What could Johann Sebastian Bach, Wolfgang Amadeus Mozart, Franz Schubert, Gustav Mahler and Auguste Descarries possibly have in common? All these composers had at least one unfinished opus, which in some cases was completed by others. This is still a trend today. Russian-born Canadian composer Aleksey Shegolev was recently asked by the Auguste Descarries Musical Association(ADMAD) to complete the Quartet for violin, viola, cello and piano written by the Québec composer, who died in 1958. This project was the subject of a lecture by Shegolev last May. The Quartet will be premiered on October 30 at Montréal Museum of Fine Arts’ Bourgie Hall.

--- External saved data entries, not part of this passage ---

PR #1279, opened 2023-05-11
Fix advertisement of detach kernel driver capability in sunos backend

braewoods:
The code in the backend already supports this feature but fails to disclose it properly so application code may not be aware this is even available at times. This adds the corresponding capability flag so detach kernel driver support is properly advertised.


mcuee:
Just curios what kind of Solaris based system support this feature. Thanks.

PR #1356, opened 2022-09-16
Converted bootstrap program into ml-gradle application

rjrudin:
Provides the following benefits:

- No longer depends on localhost and admin/admin for the host and admin user; can override these via gradle-local.properties
- Can redeploy the app after making changes to any part of the test app config
- Can undeploy the app

Data documents created by the former bootstrap.xqy module are now found under src/test/ml-data.


BillFarber (approved):

marklogic-client-api/src/main/resources/Example.properties
```diff
@@ -3,8 +3,8 @@ example.reader_user=rest-reader
 example.reader_password=x
 example.writer_user=rest-writer
 example.writer_password=x
-example.admin_user=rest-admin
-example.admin_password=x
+example.admin_user=admin
```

Auguste Descarries, a composer worth discovering

Although still relatively unknown, Québec pianist and composer Auguste Descarries cannot be left out of Québec’s musical history. With this in mind, the ADMAD, founded in 2012, took on the mission “to promote the recognition and dissemination of the works of Auguste Descarries”. 1 Their mission is broken down into eight objectives, including “To inventory, locate and gather all the musical works of Auguste Descarries, whether religious or secular music, works for solo, vocal or instrumental ensembles, or works for organ, piano or full orchestra, in order to make a complete critical catalog,”  and to “Promote the dissemination of Auguste Descarries’ musical works.”2 It is within this framework that the Quartet completion project was initiated.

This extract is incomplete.